Every line from the one holding "PR #1291, opened 2015-11-10" through the final line of the entries is to be reproduced exactly, and no other line.

Excerpted data →
▬▬▬
PR #1214, opened 2015-09-04
Generate QR codes only for application packages

mbektchiev:
The server will start returning multiple build result files. The app package is marked with disposition 'BuildResult', while additional configuration files with 'AdditionalFile'.
We need to download the additional files when --download option is specified, but should not generate a QR code for them.

ping @Fatme @rosen-vladimirov @teobugslayer 

refs https://github.com/Icenium/Ice/pull/4204, http://teampulse.telerik.com/view#item/300733

### DIFF
--- a/lib/declarations.d.ts
+++ b/lib/declarations.d.ts
@@ -42,6 +42,8 @@ declare module Server {
 		solutionPath: string;
 		relativePath: string;
 		localFile?: string;
+		disposition: string;
+		format: string;
 	}
 
 	interface IBuildResult {
--- a/lib/services/build.ts
+++ b/lib/services/build.ts
@@ -81,7 +81,9 @@ export class BuildService implements Project.IBuildService {
 					platform: buildResult.Platform,
 					solution: solutionName,
 					solutionPath: solutionPath,
-					relativePath: buildResult.FullPath
+					relativePath: buildResult.FullPath,
+					disposition: buildResult.Disposition,
+					format: buildResult.Format
 				};
 			});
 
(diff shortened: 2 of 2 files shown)


lib/declarations.d.ts
```diff
@@ -42,6 +42,8 @@ declare module Server {
 		solutionPath: string;
 		relativePath: string;
 		localFile?: string;
+		disposition: string;
```
rosen-vladimirov: as the disposition is not mandatory, maybe we should declare it with `?`

Fatme:
:+1:

lib/declarations.d.ts
rosen-vladimirov: but we are always setting it, so I'm not sure if it is correct to have `?`

rosen-vladimirov:
:+1:

lib/declarations.d.ts
mbektchiev: I'm not sure what is the implication if it is declared with or without `?`. Only older versions of the server will never return it. When I merge the PR in Ice it will always be there. How do you think it would be better - to leave it as required or not?

rosen-vladimirov: well, even if the server does not return it, we'll set it to undefined [here](https://github.com/Icenium/icenium-cli/pull/1214/files#diff-5506b20d356bfab833a3f2bb5fca8bc5R85)
So, let's keep it as is. Ignore my comments above :)

mbektchiev:
run ci

PR #1218, opened 2015-09-09
Fix provision autoselection upon build

Mitko-Kerezov:
Respect the settings object instead of hardcoding AdHoc type provisions.
Kudos for @galexandrov for discovering the bug.


Mitko-Kerezov:
run ci

teobugslayer:
:+1:

PR #1219, opened 2015-09-09
Fix multipart upload

rosen-vladimirov:
Fix the multipart upload where in some cases we produce last chunk with size larger than 20MB. The server returns error for such chunks.


Mitko-Kerezov:
Seems legit :+1:

teobugslayer:
:+1:

PR #1220, opened 2015-09-10
Fixed sys reqs until we introduce support for Node 4

ikoevska:
We need to have this in the master as this is our landing spot in GitHub. We need to fix this readme as soon as we introduce Node 4.x support.


teobugslayer:
:+1:

PR #1266, opened 2015-10-23
Fix starting of iOS Simulator

teobugslayer:
Fix starting of iOS Simulator

Fixes http://teampulse.telerik.com/view#item/300209


rosen-vladimirov:
:+1:  after passing unit tests

Fatme:
:+1:

PR #1267, opened 2015-10-26
Delete styles.xml when migrating to {N} 1.4.3+

rosen-vladimirov:
Due to bug in {N} 0.4.2 in our templates we have `AppResources/Android/values/styles.xml`
and `AppResources/Android/values-v21/styles.xml` files. When migrating to 1.4.3 or later,
we must remove these files as they are change in {N} android runtime.
The real styles will be taken during build.

Add unit test for renameIfExists method of fs.

http://teampulse.telerik.com/view#item/303971


teobugslayer:
The QA tests currently expect styles.xml, so we need to merge with red tests :(

Mitko-Kerezov:
:+1:

PR #1259, opened 2015-10-19
Track user's edition type by using tenant.editionType

rosen-vladimirov:
Track user's edition type by using new property - editionType.
Implements http://teampulse.telerik.com/view#item/303569

Should be merged after https://github.com/Icenium/Ice/pull/4436

PR #1271, opened 2015-10-28
Track user's edition type by using tenant.editionType

rosen-vladimirov:
Track user's edition type by using new property - editionType.
Implements http://teampulse.telerik.com/view#item/303569


rosen-vladimirov:
Just retargeting to release, change is already approved [here](https://github.com/Icenium/icenium-cli/pull/1259)

PR #1278, opened 2015-10-29
Support npm 3+ when adding nativescript plugins

rosen-vladimirov:
In nativescript project, when a plugin is added, CLI's trying to install it in local dir
in case you add it via github url or local dir.
The code is trying to detect the installation directory based on the output.
But with `npm 3+` the output is changed a lot, so we have to check the installation dir and see if there is node_modules dir there.
If we have such dir with only one package, this must be our package, so let's use it.


teobugslayer:
:+1:

PR #1281, opened 2015-11-02
Integrate proton branch

rosen-vladimirov:
Renamed logcatPrinter to DeviceLogProvider. This provider is now used for both Android and iOS device logs.
Integrate all changes from proton branch.


lib/providers/device-log-provider.ts
```diff
@@ -0,0 +1,39 @@
...
+"use strict";
+
+export class DeviceLogProvider implements Mobile.IDeviceLogProvider {
+	private static LINE_REGEX = /.\/(.+?)\s*\(\s*(\d+?)\): (.*)/;
+
+	constructor(private $devicePlatformsConstants: Mobile.IDevicePlatformsConstants,
+				private $logger: ILogger) { }
+
+	public logData(lineText: string, platform: string, deviceIdentifier: string): void {
+		if(!platform || platform === this.$devicePlatformsConstants.iOS) {
```
teobugslayer: This is case-sensitive comparison for platform name, is this OK?

lib/providers/device-log-provider.ts
```diff
@@ -0,0 +1,39 @@
...
+				} else {
+					this.$logger.out(log.message);
+				}
+			}
+		}
+	}
+
+	private getConsoleLogFromLine(lineText: String): any {
+		let acceptedTags = ["chromium", "Web Console", "JS"];
+		//sample line is "I/Web Console(    4438): Received Event: deviceready at file:///storage/emulated/0/Icenium/com.telerik.TestApp/js/index.js:48"
```
teobugslayer: I think this comment would be way more useful if moved near the LINE_REGEX definition.

teobugslayer:
:+1:

PR #1286, opened 2015-11-04
Fix appbuilder hooks

rosen-vladimirov:
Due to changes in hooks service, our current code is trying to execute both `.ts` and `.js` hook files.
As the `.ts` do not contain any TypeScript specific logic, just remove them and use the `.js` directly.


Fatme:
:+1:

PR #1291, opened 2015-11-10
Introduce SysInfo class

rosen-vladimirov:
Introduce SysInfo class that extends SysInfoBase from common lib.
This class holds AppBuilder specific implementation of gathering SysInfo.


Mitko-Kerezov:
:+1:

teobugslayer:
:+1:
▬▬▬
Solution for this exercise →
PR #1291, opened 2015-11-10
Introduce SysInfo class

rosen-vladimirov:
Introduce SysInfo class that extends SysInfoBase from common lib.
This class holds AppBuilder specific implementation of gathering SysInfo.


Mitko-Kerezov:
:+1:

teobugslayer:
:+1:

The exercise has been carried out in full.